= Julie Ann Dawson =

American writer

Julie Ann Dawson (born August 1971) is an American horror fiction writer, role-playing game designer, and publisher.

==Early life==
Dawson was born in Millville, New Jersey. Her parents are Michael and Ellie Dacy and she has two younger sisters, Crystal and Monica. While attending high school, she was inspired by Stephen King's novel Salem's Lot to become a writer. She also worked for her high school newspaper. Raised in Bridgeton, New Jersey, she graduated from Bridgeton High School in 1989, where she wrote for the school newspaper.

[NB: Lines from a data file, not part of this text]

PR #646, opened 2019-10-08
Feature/lattice 2228 atlas external access

pckeyes:
Creation and handling of securable object types that represent tables and columns of an organization's atlas database. These new securable objects will allow for creation of acl keys to enable granting permissions at the table or column level within atlas.


geekbeast:
Don't call it atlas.

src/main/java/com/openlattice/postgres/ResultSetAdapters.java
```diff
@@ -920,6 +922,27 @@ public static CollectionTemplateKey collectionTemplateKey( ResultSet rs ) throws
         return new CollectionTemplateKey( entitySetCollectionId, templateTypeId );
     }
 
+    public static OrganizationExternalDatabaseTable organizationAtlasTable( ResultSet rs ) throws SQLException {
+        UUID id = id(rs);
+        String name = name(rs);
+        String title = title(rs);
+        Optional<String> description = Optional.ofNullable( description( (rs) ) );
+        UUID organizationId = id(rs);
```
katherinebernstein: I think this should be `organizationId(rs)`? (assuming that exists?)

src/main/java/com/openlattice/postgres/ResultSetAdapters.java
```diff
@@ -920,6 +922,27 @@ public static CollectionTemplateKey collectionTemplateKey( ResultSet rs ) throws
...
+        return new OrganizationExternalDatabaseTable( id, name, title, description, organizationId );
+    }
+
+    public static OrganizationExternalDatabaseColumn organizationAtlasColumn( ResultSet rs ) throws SQLException {
+        UUID id = id(rs);
+        String name = name(rs);
+        String title = title(rs);
+        Optional<String> description = Optional.ofNullable( description( (rs) ) );
+        UUID tableId = id(rs);
+        UUID organizationId = id(rs);
```
katherinebernstein: same comment -- and `tableId` probably needs its own too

After high school, she enrolled in Glassboro State College (since renamed as Rowan University). There, she worked for both the college's newspaper and magazine. While at Glassboro, she also began publishing stories and poems in various publications, including Dan DeBono's Gareth Blackmore's Unusual Tales, Happiness Magazine, Lucidity, Black Bough, and The New Jersey Review of Literature. Dawson Dawson graduated from Glassboro State College in 1993.

==Professional life==
After graduation, Dawson became a freelance writer for Vineland Journal. Embracing the growing electronic market, she published works with Demonground, Poetrymagazine.com, Sabledrake Magazine, RPG Times, and others. She also joined the International Women's Writing Guild (IWWG) and the Speculative Literature Foundation. She founded the Cautus Creative Society, which was for sculptors, poets, painters, and artists to meet. Dawson became an employee of Kirby Vacuum Company. Her first job was as a sales representative before she received a 1995 promotion to field supervisor. In 1996, she switched to being one of the company's recruiters.

In 2002, Dawson launched Bards and Sages, a small press publisher to promote her own projects, and to offer resources for young writers. The company's first project was a writing contest to benefit the IWWG.

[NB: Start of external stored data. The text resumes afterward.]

PR #647, opened 2019-10-08
lock ids before updating entities, complete writes in single transaction

katherinebernstein:


src/main/kotlin/com/openlattice/data/storage/PostgresEntityDataQueryService.kt
```diff
@@ -238,12 +238,21 @@ class PostgresEntityDataQueryService(
             entitySetId: UUID,
             entities: Map<UUID, Map<UUID, Set<Any>>>,
             authorizedPropertyTypes: Map<UUID, PropertyType>,
-            awsPassthrough: Boolean = false
+            awsPassthrough: Boolean = false,
+            idsAlreadyLocked: Boolean = false
```
you-leee: Can you pls update the doc with this param?

src/main/kotlin/com/openlattice/data/storage/PostgresEntityDataQueryService.kt
```diff
@@ -261,14 +270,13 @@ class PostgresEntityDataQueryService(
     private fun upsertEntities(
             connection: Connection,
             entitySetId: UUID,
+            partitionsInfo: PartitionsInfo,
```
you-leee: Same comment here

src/main/kotlin/com/openlattice/data/storage/PostgresEntityDataQueryService.kt
```diff
@@ -758,6 +768,29 @@ class PostgresEntityDataQueryService(
         return WriteEvent(System.currentTimeMillis(), numUpdates)
     }
 
+    private fun lockEntitiesForUpdate(connection: Connection, entityKeyIds: Set<UUID>, partitionsInfo: PartitionsInfo) {
+        // Acquire entity key id locks
+        lockEntitiesForUpdate(
+                connection,
+                PostgresArrays.createUuidArray(connection, entityKeyIds),
+                PostgresArrays.createIntArray(connection, partitionsInfo.partitions),
```
you-leee: Shouldn't we also filter partitions by entity key ids?
`entityKeyIds.map { getPartition(it, partitionsInfo .partitions) }`

katherinebernstein: +1 updated for this

src/main/kotlin/com/openlattice/data/storage/PostgresEntityDataQueryService.kt
```diff
@@ -240,17 +241,14 @@ class PostgresEntityDataQueryService(
...
             awsPassthrough: Boolean = false
     ): WriteEvent {
-        return hds.connection.use { connection ->
-            val writeEvent = upsertEntities(connection, entitySetId, entities, authorizedPropertyTypes, awsPassthrough)
-//            connection.commit()
-//            connection.autoCommit = true
-            return@use writeEvent
-        }
+
+        return upsertEntities(entitySetId, null, entities, authorizedPropertyTypes, awsPassthrough)
```
geekbeast: Don't use null use a no-op function, which will be elided by the compiler anyway and avoid the null check.

src/main/kotlin/com/openlattice/data/storage/PostgresEntityDataQueryService.kt
```diff
@@ -758,6 +762,19 @@ class PostgresEntityDataQueryService(
         return WriteEvent(System.currentTimeMillis(), numUpdates)
     }
 
+    private fun lockEntitiesForUpdate(
+            connection: Connection,
+            idsArr: java.sql.Array,
+            partition: Int,
+            partitionVersion: Int) {
+        // Acquire entity key id locks
+        val rowLocks = connection.prepareStatement(lockEntitiesSql)
```
geekbeast: As a safety check it might be a good idea to ensure that connection.autoCommit = false here, because locks are released at end of transaction.

geekbeast: This way we can catch unexpected invocations.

Dawson published her first book, September and Other Stories, a collection of horror stories and poems, under Bards and Sages in 2005. It was received to positive reviews.

In March 2005, she released the Bards and Sages's first RPG, Neiyar: Land of Heaven and the Abyss. The book, employing the d20 system licensed by Wizards of the Coast, is set on an isolated jungle island ruled over by female priestesses.

Besides publishing a wide variety of electronic content, Dawson's company has an expanding catalog of print books. The first, Bardic Tales and Sage Advice, was released in February 2006 and features the winners of the company's annual writing contest. The Koboldnomicon, a compilation of d20 gaming material involving kobolds, was released in July 2006. Dead Men (and Women) Walking, an anthology of the undead, was released in September 2006.

Between January 2009 and March 2024, she was the editor-in-chief of Bards and Sages Quarterly, a speculative fiction literary magazine, published by Bards and Sages.

Dawson has been a resident of Bridgeton, New Jersey.